Word of the year in 2020 – the year of the pandemic

 In Grammar, Modern English

Last year we noted the rise of the use of certain words like ‘unprecedented’ because of the unique challenges of the pandemic. We weren’t the only ones. Oxford Languages (part of Oxford University Press) noted that ‘it became apparent that 2020 is not a year that could neatly be accommodated in one single “word of the year”’. So rather than report on one word of the year they reported on Words of an Unprecedented Year. Here are just a few of the words they selected.

Words Related to the Pandemic

As you can imagine many of us quickly became well versed in medical words that were previously on the peripheral of our lives. The Report spends a great deal outlining some of these words. They include:

Covid-19: a new word first reported by the World Health organisation on 11th February 2020. This word is an abbreviation of coronavirus diseases 2019.

Pandemic: is a disease which has spread widely across a nation, region or world (versus epidemic where a disease is limited to community).

Social distancing: this word arose in the mid-20th century but was rare in usage until March 2020 as governments introduced measures to curb the spread of the disease.
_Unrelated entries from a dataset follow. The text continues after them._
PR #511, opened 2020-11-09
instrument/daq: Use clock boottime for the time column of the energy measurements

JaviMerino:
92e16ee87374 ("instrument/daq: Add an explicit time column to the DAQ
measurements") added a time column to the DAQ measurements in order to
help correlate them with those of other collectors like
FtraceCollector.  Sadly, FTrace uses CLOCK_BOOTTIME instead of
CLOCK_MONOTONIC by default.  CLOCK_MONOTONIC is like CLOCK_BOOTTIME,
except that it stops when the device suspends, which is why I hadn't
spot the issue until now.

Switch to CLOCK_BOOTTIME to get the intended behaviour of the original
commit.


marcbonnici (commented):
If we can configure the clock used by Ftrace would there be value for having support for both clocks here and changing the default to match the FTrace default?

JaviMerino:
It is possible to change the default clock for ftrace, true. I don't know of anything that uses clock monotonic by default, so I'm unsure of the value of supporting both clocks (or all the clocks in linux) in this devlib instrument. I introduced this in 92e16ee because I thought it was the correct one. I now know I made a mistake, that's why I'm suggesting the switch. We can support all the clocks for the instrument, but I'd rather do it only if there is a use for it.

setrofim:
I think just switching which clock is used is the right call. There is no point in adding the complexity of an additional configuration point if it's not needed.

setrofim (approved):

marcbonnici:
Ok sure, if there are no other use cases at the moment that seems reasonable.

marcbonnici (approved):

PR #515, opened 2020-11-18
Fix quote

douglas-raillard-arm:


marcbonnici (approved):

devlib/host.py
```diff
@@ -112,14 +113,21 @@ def execute(self, command, timeout=None, check_exit_code=True,
...
 
     def background(self, command, stdout=subprocess.PIPE, stderr=subprocess.PIPE, as_root=False):
         if as_root and not self.connected_as_root:
             if self.unrooted:
                 raise TargetStableError('unrooted')
             password = self._get_password()
-            command = 'echo {} | sudo -p ' ' -S '.format(quote(password)) + command
+            # The sudo prompt will add a space on stderr, but we cannot filter
+            # it out here
+            command = "echo {} | sudo -p ' ' -S ".format(quote(password)) + command
```
marcbonnici, line 130: Update this concatenation as well?

douglas-raillard-arm:
@marcbonnici Updated with the other concatenation removed.

I also added a commit to use "sh -c" when using sudo with background(), so we can use arbitrary shell statements (like in execute())

marcbonnici (approved):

social distancing (noun). the action or practice of maintaining a certain physical distance from, or limiting physical contact with, another person or people (especially family and friends), especially in order to avoid catching or transmitting an infectious disease, or as one of a number of public health measures designed to inhibit its spread

Remote/Remotely: a word dating back to 15th century. Previously used together with words like village (remote village) and control (remote control), it is now being used more with words like learning (remote learning), and working (remote working). Here at TALK we certainly saw an increase in our use of this word as we moved to online classes. You can find out more about that here.

Honorable mentions in this section

  • ‘Rona’: an informal word abbreviation of the word corona.
  • ‘BC’: a humorous reference to a time ‘before coronavirus’.
  • Unmute’: Previously a word that was rare has seen a 500% rise in use.

Words related to the Environment

Bushfire: this word rose in usage following the 2019/2020 Australian bushfires, the worst fires in Australia on record.

Anthropause: coined in June 2020 this words is comprised of the prefix ‘anthro-’ meaning ‘related to humans’ and the word ‘pause’. It refers to the global slowdown of human travel and movement within and between places resulting in refreshing natural consequences e.g. fish in the canals of Venice.

Words related to Social Media and Social Movements

Related to the rise in social tensions across the United States several words, already in usage before 2020 saw significant increase in use.

Black Lives Matter (BLM): frequency close to 130 per million tokens.

Systematic Racism: ‘from 2019 to 2020, the frequency per million tokens for systematic racism has increased by 1,623%’

Black Lives Matter (noun). a movement formed to campaign against systemic racism and violence against black people

Words Related to Politics

Early in January 2020 the two words that had the highest frequency per million tokens were ‘impeachment’ and ‘acquittal’. The former was highest in usage during the trial to impeach, now former President Donald Trump, while the latter increased in February at the end of the trial.

Later in the year as election preparation ramped up the word ‘mail-in’ and its other variations saw a 3000% increase in use

For more detail on all these words check out the report here.

Collins Dictionary

This publication went another route and named a single word of the year – ‘Lockdown’. In 2019 the word was used a recorded 4000 times. In 2020 its usage dramatically increased to more than a quarter million!

lockdown (noun): the imposition of stringent restrictions on travel, social interaction, and access to public spaces.

As you can see there were so many words that were important in 2020. As we approach the end of the first quarter of this we’re already wondering what words will mark 2021?